Soares da Veiga apontou ainda, tal como outros mandatários fizeram na semana passada, deficiências formais na acusação que, no seu entender, a tornam "ilegal". O advogado criticou, igualmente, a "urgência" da instrução e a substituição, em setembro de 2022, do juiz titular do processo, inicialmente atribuído, por sorteio eletrónico, a Ivo Rosa e atualmente a cargo de Pedro Correia, do Tribunal Central de Instrução Criminal, depois de o primeiro magistrado ter subido ao Tribunal da Relação de Lisboa. A promoção está, entretanto, suspensa devido a um processo disciplinar aberto pelo Conselho Superior da Magistratura, ainda a aguardar decisão.
"Fosse isto uma instrução mais normal e até teríamos boas chances, se não na totalidade, pelo menos em boa parte de vermos cair a acusação", frisou Soares da Veiga.

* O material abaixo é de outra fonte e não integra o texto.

PR #2517, opened 2023-05-10
[PM-2219] Dependency Updates

mp-bw:
## Type of change
- [ ] Bug fix
- [ ] New feature development
- [ ] Other

## Objective

Dependency updates galore.

**_Note 1:_** Some Android libs (`AndroidX.AppCompat`, `AndroidX.MediaRouter`, and `Google.Material.Android`) could not be updated to their latest versions due to being compiled at a higher build target than the current public `Xamarin.Forms` (fixed in an upcoming XF release - I tested against `5.0.0.8491` and everything seemed happy).

**_Note 2:_** Updating `MessagePack*` breaks the Android build with the following error:

```
Xamarin.Android.Legacy.targets(317, 5): [XA2002] Can not resolve reference: `Microsoft.NET.StringTools`, referenced by `MessagePack`. Please add a NuGet package or assembly reference for `Microsoft.NET.StringTools`, or remove the reference to `MessagePack`.
```
I'm not sure of the correct path forward here so I'll need input from @fedemkr & @vvolkgang . Note that iOS continues to build fine with this update so /shrug

**_Note 3:_** Saving `Google.Apis.AndroidPublisher.v3` updates for another day to prevent breaking the Github publishing automation (it's a big version jump so the likelihood of it bursting into flames is high)

## Code changes

* ***.csproj:** Dependency version bumps
* **info.plist:** Change iOS minimum supported version to 11 to support MS AppCenter 5.x
* **SendRequestTests.cs:** Declare param as long to support fixed strict input in `xunit 2.4.2`

## Before you submit

### DIFF
--- a/src/Android/Android.csproj
+++ b/src/Android/Android.csproj
@@ -78,21 +78,20 @@
       <Version>1.9.0</Version>
     </PackageReference>
     <PackageReference Include="Xamarin.AndroidX.AppCompat" Version="1.5.1.1" />
-    <PackageReference Include="Xamarin.AndroidX.AutoFill" Version="1.1.0.14" />
-    <PackageReference Include="Xamarin.AndroidX.CardView" Version="1.0.0.17" />
-    <PackageReference Include="Xamarin.AndroidX.Core" Version="1.9.0.1" />
-    <PackageReference Include="Xamarin.AndroidX.Legacy.Support.V4" Version="1.0.0.15" />
+    <PackageReference Include="Xamarin.AndroidX.AutoFill" Version="1.1.0.16" />
+    <PackageReference Include="Xamarin.AndroidX.CardView" Version="1.0.0.19" />
+    <PackageReference Include="Xamarin.AndroidX.Core" Version="1.10.0" />
     <PackageReference Include="Xamarin.AndroidX.MediaRouter" Version="1.3.1.1" />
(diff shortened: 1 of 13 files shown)


mp-bw:
> @mp-bw which version of `MessagePack` did you updated to? From what I'm seeing in the library repo they [fixed](https://github.com/neuecc/MessagePack-CSharp/issues/1509) the issue making the reference private compiled. Maybe, it doesn't work in Xamarin world... 🤔 but v2.4.66 should have the issue fixed.

`2.5.108` (latest public nuget). Maybe they accidentally re-introduced it?

fedemkr:
I'd try updating specifically to `2.4.66` to see if that fixes the issue. If so, then we know it was re-introduced after that hehe, otherwise we can submit an issue to the library/dotnet team and see if we have any response.

mp-bw:
Doesn't look like they released a stable `2.4.66`, and everything after `2.4.59` gives the same result.  I think leaving it at `2.4.59` is our only option for now.

image

fedemkr:
Agree and I've left a comment in the library's issue to see if we can get more info about it.

fedemkr:
♻️ Also we could in another PR isolate all the usage of `MessagePack` to iOS, so then we can update without having to worry about Android.

PR #2535, opened 2023-05-23
[PM-1379] add DeviceTrustCryptoService with establish trust logic

jlf0dev:
## Type of change
- [ ] Bug fix
- [x] New feature development
- [ ] Other

## Objective

Adds the Establish Trust logic to mobile. More information and clients equivalent in bitwarden/clients#5339

## Code changes

- **DeviceTrustCryptoService:** Will be responsible for handling the device specific key related methods, such as the trusted device ones in there.

## Before you submit


src/Core/Services/ApiService.cs
```diff
@@ -585,6 +585,16 @@ public Task<bool> GetKnownDeviceAsync(string email, string deviceIdentifier)
...
         }
 
+        public Task<DeviceResponse> GetDeviceByIdentifierAsync(string deviceIdentifier)
+        {
+            return SendAsync<object, DeviceResponse>(HttpMethod.Get, $"/devices/identifier/{deviceIdentifier}", null, true, true);
+        }
+
+        public Task<DeviceResponse> UpdateTrustedDeviceKeysAsync(string deviceIdentifier, TrustedDeviceKeysRequest trustedDeviceKeysRequest)
+        {
+            return SendAsync<TrustedDeviceKeysRequest, DeviceResponse>(HttpMethod.Get, $"/devices/{deviceIdentifier}/keys", trustedDeviceKeysRequest, true, true);
```
andrebispo5, line 595: `HttpMethod.Get` should be `POST` or `PUT`

jlf0dev: Great catch! Updated

andrebispo5 (approved):
LGTM 👍

src/Core/Services/DeviceCryptoService.cs
```diff
@@ -0,0 +1,85 @@
...
+
+            // Send encrypted keys to server
+            var deviceIdentifier = await _appIdService.GetAppIdAsync();
+            var deviceRequest = new TrustedDeviceKeysRequest()
+            {
+                EncryptedUserKey = (await encryptUserKeyTask).EncryptedString,
+                EncryptedPublicKey = (await encryptPublicKeyTask).EncryptedString,
+                EncryptedPrivateKey = (await encryptPrivateKeyTask).EncryptedString,
+            };
+            return await _apiService.UpdateTrustedDeviceKeysAsync(deviceIdentifier, deviceRequest);
```
fedemkr, line 58: ⛏️ Remove the use of `this` (I thought this was caught by the formatting tool)

⛏️ IMO it's easier to read and understand what part is by deconstructing the tuple, so instead of `deviceKeyPair` you can have `var (devicePublicKey, devicePrivateKey)` and you can remove the comment given that it's more readable this way. And on the usage you can directly use `devicePublicKey` instead of `deviceKeyPair.Item1`.

🤔  Is there a reason to defer the encrypt task executions? Also you could run the three tasks in parallel using `Task.WhenAll(...)` and it gives back the results of all the operations. On the other hand, you can directly `await` on the spot, so instead of creating task variables you can have the awaited result there to be use afterwards in the device request.

⛏️ You can remove the parenthesis `()` from the `new TrustedDeviceKeyRequest` if you want as well.

src/Core/Services/DeviceCryptoService.cs
```diff
@@ -0,0 +1,85 @@
...
+        {
+            _apiService = apiService;
+            _appIdService = appIdService;
+            _cryptoFunctionService = cryptoFunctionService;
+            _cryptoService = cryptoService;
+            _stateService = stateService;
+        }
+
+
+        public async Task<DeviceResponse> TrustDeviceAsync()
```
fedemkr, line 32: ❓ I'm not sure where this will be used, but just wanted to ask: Does this need any special exceptions handling or is it ok to just pass it through the caller as it's now?

fedemkr (changes requested):

src/Core/Services/DeviceCryptoService.cs
```diff
@@ -0,0 +1,85 @@
...
+
+
+        public async Task<SymmetricCryptoKey> GetDeviceKeyAsync()
+        {
+            // Check if device key already exists
+            var deviceKey = await this._stateService.GetDeviceKeyAsync();
+
+            return deviceKey != null
+                ? deviceKey
+                : await this.MakeDeviceKeyAsync();
```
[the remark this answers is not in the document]
jlf0dev: Done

O processo conta com 25 arguidos, entre os quais o ex-banqueiro Ricardo Salgado, de 78 anos e acusado de 65 crimes. A acusação foi deduzida em julho de 2020, seis anos após o início da investigação. A instrução começou em abril de 2022. Esta terça-feira, deverão ficar concluídas as intervenções de todas as partes, que, depois, têm ainda direito a réplicas. Só quando estas ficarem concluídas é que Pedro Correia anunciará a data em que vai comunicar se os arguidos seguem, ou não, para julgamento e em que termos.